UNITED STATES

SECURITIES AND EXCHANGE COMMISSION

WASHINGTON, DC 20549

 

 

FORM 8-K

 

 

CURRENT REPORT

PURSUANT TO SECTION 13 OR 15(d)

OF THE SECURITIES EXCHANGE ACT OF 1934

Date of Report (Date of earliest event reported): August 27, 2018

 

 

CytoDyn Inc.

(Exact name of registrant as specified in its charter)

 

 

 

Delaware   000-49908   75-3056237

(State or other jurisdiction

of incorporation)

 

(SEC

File Number)

 

(I.R.S. Employer

Identification No.)

 

1111 Main Street, Suite 660

Vancouver, Washington

  98660
(Address of principal executive offices)   (Zip Code)

Registrant’s telephone number, including area code: (360) 980-8524

 

 

Check the appropriate box below if the Form 8-K filing is intended to simultaneously satisfy the filing obligation of the registrant under any of the following provisions (see General Instruction A.2. below):

 

Written communications pursuant to Rule 425 under the Securities Act (17 CFR 230.425)

 

Soliciting material pursuant to Rule 14a-12 under the Exchange Act (17 CFR 240.14a-12)

 

Pre-commencement communications pursuant to Rule 14d-2(b) under the Exchange Act (17 CFR 240.14d-2(b))

 

Pre-commencement communications pursuant to Rule 13e-4(c) under the Exchange Act (17 CFR 240.13e-4(c))

Indicate by check mark whether the registrant is an emerging growth company as defined in as defined in Rule 405 of the Securities Act of 1933 (§230.405 of this chapter) or Rule 12b-2 of the Securities Exchange Act of 1934 (§240.12b-2 of this chapter).

Emerging growth company  ☐

If an emerging growth company, indicate by check mark if the registrant has elected not to use the extended transition period for complying with any new or revised financial accounting standards provided pursuant to Section 13(a) of the Exchange Act.  ☐

 

 

 


Item 1.01. Entry into a Material Definitive Agreement.

ProstaGene Acquisition Agreement

On August 27, 2018, CytoDyn Inc. (the “Company”) entered into a Transaction Agreement (the “Acquisition Agreement”) with ProstaGene, LLC, a Delaware limited liability company (“ProstaGene”), and Dr. Richard Pestell (“Dr. Pestell” and, together with ProstaGene, the “Sellers”), pursuant to which the Company agreed, on the terms and subject to the conditions stated therein, to purchase from the Sellers substantially all of the assets and rights, and to assume certain obligations and liabilities, associated with ProstaGene’s business (the “ProstaGene Assets,” and such transaction, the “ProstaGene Acquisition”).

The Company, Point NewCo, Inc., a wholly owned subsidiary of the Company (“NewCo”), Point Merger Sub, Inc., a wholly owned subsidiary of NewCo (“MergerCo”), ProstaGene, and Dr. Pestell are parties to the Acquisition Agreement. Pursuant to the Acquisition Agreement, in order to achieve certain tax efficiencies relating to the ProstaGene Acquisition, the Company will reorganize into a holding company by merging MergerCo into the Company (the “Merger”), with the Company surviving as a wholly owned subsidiary of NewCo (the “Surviving Corporation”).

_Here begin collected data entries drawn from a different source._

Issue #6092, opened 2026-02-19
Cursor jumps to beginning and input is cleared when entering decimal separator in number field


Pi-42:
### Which generators are affected?

- [ ] All
- [x] HTML
- [ ] React
- [x] Angular
- [ ] Vue
- [ ] Web components
- [ ] Power Apps

### Reproduction case

There is an issue with the input field configured with type="number".

Steps to Reproduce:
1. Focus on the number input field.
2. Enter the digit 1
3. Type a comma ,

Actual Result:
- The cursor jumps to the beginning of the field (before the 1).- 
- The comma is not displayed.

4. Instead of a comma, type a dot . after entering 1

Actual Result:
- The 1 is removed.
- The field becomes empty.

### Expected Behaviour

Expected Result:
- The input field should allow valid decimal separators according to the expected format.
- The cursor position should remain correct.
- Existing input should not be deleted unexpectedly.

### Browser version

None

### Add any other context about the problem here.

Link to Stackblitz https://stackblitz.com/edit/db-ux-design-system-examples-fbnkszru?file=src%2Fapp%2Fapp.component.html

### Which DB business unit do you work for?

DB InfraGO AG

PR #8058, opened 2026-09-09
fix(DBInput): keep a partially typed date that the browser cannot parse

### LINKED ISSUE #7748: Date Input resets on invalid partial entry

- [ ] All
- [ ] HTML
- [ ] React
- [x] Angular
- [ ] Vue
- [ ] Web components
- [ ] Power Apps

### Reproduction case

Visit
https://design-system.deutschebahn.com/core-web/review/main/angular-storybook/?path=/story/components-dbinput-example-types-with-min-and-max--date
and try to enter the date 29.02.2028 manually.
During typing, when the input should read 29.02.0202 (the final 8 not typed yet), the input field resets and is empty again.

Using the Date Picker works for this date.
React and Vue are not affected.

### Expected Behaviour

While typing, the input field goes invalid for 29.02.0202, but the user can still type the last digit (8) to complete the date.

### Screenshots

Expected behaviour (Screenshot taken from React):
Image

### Browser version

None

_No response_

DB Energie

_No response_

MaZuMo

michaelmkraus:
## Proposed changes

Typing a date manually into `DBInput` in Angular wiped the field as soon as the entry passed through a value the browser cannot parse.

**Reproduction (the issue case, `29.02.2028`):** the year segment runs through `0020` — a leap year, so the browser reports the complete date `0020-02-29` — and then through `0202`, which does not exist. At that second step the browser sets `value` to `""`, sets `validity.badInput` and fires `input` + `change`, while the editor still shows everything typed. Verified in Chromium:

```text
typed 2 -> value:"",           badInput:true     (year 0002 -> 29.02. does not exist)
typed 0 -> value:"0020-02-29", badInput:false    (leap year -> input + change)
typed 2 -> value:"",           badInput:true     (year 0202 -> input + change with "")
```

Writing that empty value back into the element clears the native date editor, so the day and month segments were gone and the final digit could not complete the date.

**Root cause — two write-back paths, both in Angular only:**

1. `handleFrameworkEventAngular` echoed user input through `writeValue`, which does `renderer.setProperty(element, 'value', value)`.
2. The same call sets the model signal, and the model feeds `[value]="value() ?? _value() ?? ''"`. Angular dirty-checks a binding against the last bound expression, sees `"0020-02-29"` become `""` and writes it too.

React binds `props.value` only (`scripts/post-build/react.ts`), and the Vue and Stencil renderers skip a property write when the element already holds the value — which is why only Angular was affected.

**Fix:**

- User input now goes through a generated `_setModelValue`, which updates the model signal without touching the DOM. `writeValue` keeps the DOM write and stays reserved for programmatic writes from reactive forms and `ngModel`, so a form reset still clears the field.
- For Angular the element renders from `state._value`, which mirrors `props.value` except while `validity.badInput` is set and the model is empty. The bound expression therefore stays put during an unparsable entry. `state._value` starts out `undefined` so the first render still uses `props.value`; React, Vue and Stencil keep their previous binding through `useTarget`.

Both form APIs still receive the empty value, so no stale date can be submitted while the field visibly holds an invalid entry — that was the open point of the earlier attempt in #7762, which worked around it by pushing `undefined` into the public `value` model.

**Known gap (documented in `packages/components/AGENTS.md`):** while the entry is unparsable, `state._value` holds the last parsable value while the element holds none. A programmatic write of exactly that value does not change the bound expression and so does not reach the element. Every other value does, because `writeValue` also sets the property directly.

**Verification:** new e2e spec `showcases/e2e/input/input-date.spec.ts` run against the Angular showcase — 3/3 fail on the unfixed output, 3/3 pass with the fix. The existing form suite (`e2e/home`: inputs, textareas, selects, checkboxes, radios, switches, custom-selects, covering plain bindings, `ngModel` and reactive forms) passes with the write-back removed, and the `@db-ux/core-components` unit suite (99 tests) passes.

resolves #7748

### Code Quality

### Validation

- [ ] I have tested across all relevant frameworks (React, Angular, Vue) if applicable — verified locally in Angular (the affected target) plus the unit suite; React, Vue and Stencil keep their previous binding and are covered by CI

### General

🔭🐙🐈 Test this branch here: <https://design-system.deutschebahn.com/core-web/review/fix-date-input-badinput-reset>


mfranzke:
@codex review

nmerget:
Are https://github.com/db-ux-design-system/core-web/issues/6147 and https://github.com/db-ux-design-system/core-web/issues/6092 still working? We just created a unit test back then, which might not be the best choice for such component

michaelmkraus:
> Are #6147 and #6092 still working? We just created a unit test back then, which might not be the best choice for such component

Both are fine. I added some tests to ensure this.

mfranzke:
@codex review

showcases/e2e/input/input-number.spec.ts
nmerget, line 1: Can we add a number input to the `Example - Types with min and max` examples or another example and test this accross all frameworks?

showcases/e2e/input/input-undefined-value.spec.ts
nmerget, line 1: This test can be easily converted to an showcase example with a state holding the undefined value. We can test it accross all frameworks. And this should work as well for React to make it `undefined`

nmerget:
https://github.com/user-attachments/assets/abaa65c5-5d26-41a4-bf62-1a63922088e0

When I click on "Reset" all inputs are cleared. When I write something first, the input resets correctly back to "test1". Something is not working properly at the moment

packages/components/src/components/input/input.lite.tsx
```diff
@@ -317,7 +328,12 @@ export default function DBInput(props: DBInputProps) {
 				disabled={getBoolean(props.disabled, 'disabled')}
 				required={getBoolean(props.required, 'required')}
 				step={getStep(props.step)}
-				value={props.value ?? state._value ?? ''}
+				value={useTarget({
+					// state._value starts out undefined, so the first
+					// render still uses props.value.
+					angular: state._value ?? props.value ?? '',
+					default: props.value ?? state._value ?? ''
```
nmerget, line 335: I like this `useTarget` and we should apply it for all form-components.

Inside `packages/components/scripts/post-build/react.ts` line 168 we only set `props.value` for react we should remove it there and move it to all form-components instead for better maintainability

michaelmkraus:
> Bildschirmaufnahme.2026-09-15.080113.mp4 
> When I click on "Reset" all inputs are cleared. When I write something first, the input resets correctly back to "test1". Something is not working properly at the moment

Fixed. A native reset is a programmatic write, so it now goes through `writeValue` again instead of `_setModelValue`. The model-only path did nothing when the reset value already matched the model. Applies to `input`, `textarea` and `select`.

packages/components/src/utils/form-components.ts
```diff
@@ -41,9 +41,30 @@ export const handleFrameworkEventAngular = (
...
+ * The gap is deliberately narrow: it applies only while the element itself
+ * reports `badInput` **and** the incoming value is empty. Every other write
+ * reaches the display value, which is what keeps a programmatic reset to
+ * `undefined` working
+ * (https://github.com/db-ux-design-system/core-web/issues/6147).
+ *
+ * @internal
+ */
+export const shouldKeepDisplayValue = (element: any, value: any): boolean =>
+	Boolean(element?.validity?.badInput) && !value;
```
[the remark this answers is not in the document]
michaelmkraus: Reactive forms and `ngModel` are unaffected — they write through `writeValue`, which sets the property directly, and the reset path now does too. The remaining case is a direct `[value]` binding flipped to a `falsy` value while `badInput` is set; that's a documented edge case now.

showcases/e2e/input/input-number.spec.ts
michaelmkraus: Done. Added a `type="number"` to the min/max example and pointed the spec at the generated example page `#/03/input` like `input-date.spec.ts`, dropping the Angular-only skip so it runs across all framework showcases.

packages/components/src/components/input/input.lite.tsx
michaelmkraus: Done. The `value` binding is now an explicit `useTarget` in `input`, `textarea` and `select`, and the string replacement in `react.ts` is removed. Generated React output is unchanged (`value={props.value}`), it's just visible in the component source now.

showcases/e2e/input/input-number.spec.ts
```diff
@@ -0,0 +1,99 @@
...
+
+	test('accepts an exponent without clearing the field', async ({ page }) => {
+		const input = getNumberInput(page);
+		await clear(page, input);
+
+		await page.keyboard.press('1');
+		await page.keyboard.press('e');
+		// `1e` is unparsable, so the element reports an empty value while the
+		// editor keeps the entry. Nothing may write that empty value back.
+		await expect(input).toHaveJSProperty('validity.badInput', true);
```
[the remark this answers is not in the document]
michaelmkraus: False positive. Playwright's `to.have.property` splits the first argument on `.` and walks the path, so this asserts `input.validity.badInput`, not `input['validity.badInput']`. Verified in the `to.have.property` matcher of `playwright-core@1.62.1`. No change needed.

showcases/e2e/input/input-undefined-value.spec.ts
michaelmkraus: Done for the cross-framework part: the reset fixture is now in all three form showcases and `input-undefined-value.spec.ts` runs on every framework. For React the fixture resets to `''` rather than `undefined`: React binds `props.value` alone, so `value={undefined}` makes the input uncontrolled instead of clearing it — clearing a controlled React input means `''`.

nmerget:
https://github.com/user-attachments/assets/7796d57f-d856-4788-a424-70b5f7c3fddd

There is some strange flashing for the placeholder when reseting in Angular.

Also for Vue and Angular the "Set value to undefined" works just once. I also add the `(change)` event and still it's not working, while React seems fine

michaelmkraus:
> Also for Vue and Angular the "Set value to undefined" works just once. I also add the `(change)` event and still it's not working, while React seems fine

Fixed with two-way binding (`[(value)]` / `v-model:value`) plus an e2e test that resets twice. It fails as expected when I switch back to one-way.

michaelmkraus:
> There is some strange flashing for the placeholder when reseting in Angular.

Confirmed on main too, so it predates this PR — tracked separately in #8231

In the Merger, pursuant to Section 251(g) of the Delaware General Corporation Law, all of the outstanding capital stock of the Company (including any convertible debt, warrants, options, or other rights to acquire the same) will be converted automatically, on a share-for-share basis, into equivalent capital stock of NewCo (and rights to acquire the same). NewCo will become the successor to the Company for all purposes, including under applicable securities laws. Stockholder approval of the Merger is not required.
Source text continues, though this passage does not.